> **EXERCISE DETAILS**
Check each line below for the word "func" and give the count alone.

[Items from a data source]
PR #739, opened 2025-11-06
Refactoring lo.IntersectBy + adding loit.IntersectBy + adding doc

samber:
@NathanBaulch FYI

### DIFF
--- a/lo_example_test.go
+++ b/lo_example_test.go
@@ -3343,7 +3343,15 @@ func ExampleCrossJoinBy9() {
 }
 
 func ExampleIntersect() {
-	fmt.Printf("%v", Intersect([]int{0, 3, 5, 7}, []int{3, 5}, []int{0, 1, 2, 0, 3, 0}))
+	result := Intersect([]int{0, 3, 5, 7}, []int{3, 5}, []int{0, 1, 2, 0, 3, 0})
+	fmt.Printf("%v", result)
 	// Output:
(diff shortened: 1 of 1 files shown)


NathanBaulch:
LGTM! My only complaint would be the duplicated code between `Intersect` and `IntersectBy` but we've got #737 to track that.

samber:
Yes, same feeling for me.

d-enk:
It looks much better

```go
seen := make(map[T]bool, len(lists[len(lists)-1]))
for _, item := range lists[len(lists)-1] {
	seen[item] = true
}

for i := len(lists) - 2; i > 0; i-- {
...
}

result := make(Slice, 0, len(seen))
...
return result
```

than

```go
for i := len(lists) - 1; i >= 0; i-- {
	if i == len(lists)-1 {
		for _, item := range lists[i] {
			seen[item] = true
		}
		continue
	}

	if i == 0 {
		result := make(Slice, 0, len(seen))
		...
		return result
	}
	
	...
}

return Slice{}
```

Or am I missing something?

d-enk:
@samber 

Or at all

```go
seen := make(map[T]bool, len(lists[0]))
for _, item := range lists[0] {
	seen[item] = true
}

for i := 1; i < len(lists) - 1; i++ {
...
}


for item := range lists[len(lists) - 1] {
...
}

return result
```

> **TASK OUTPUT**
2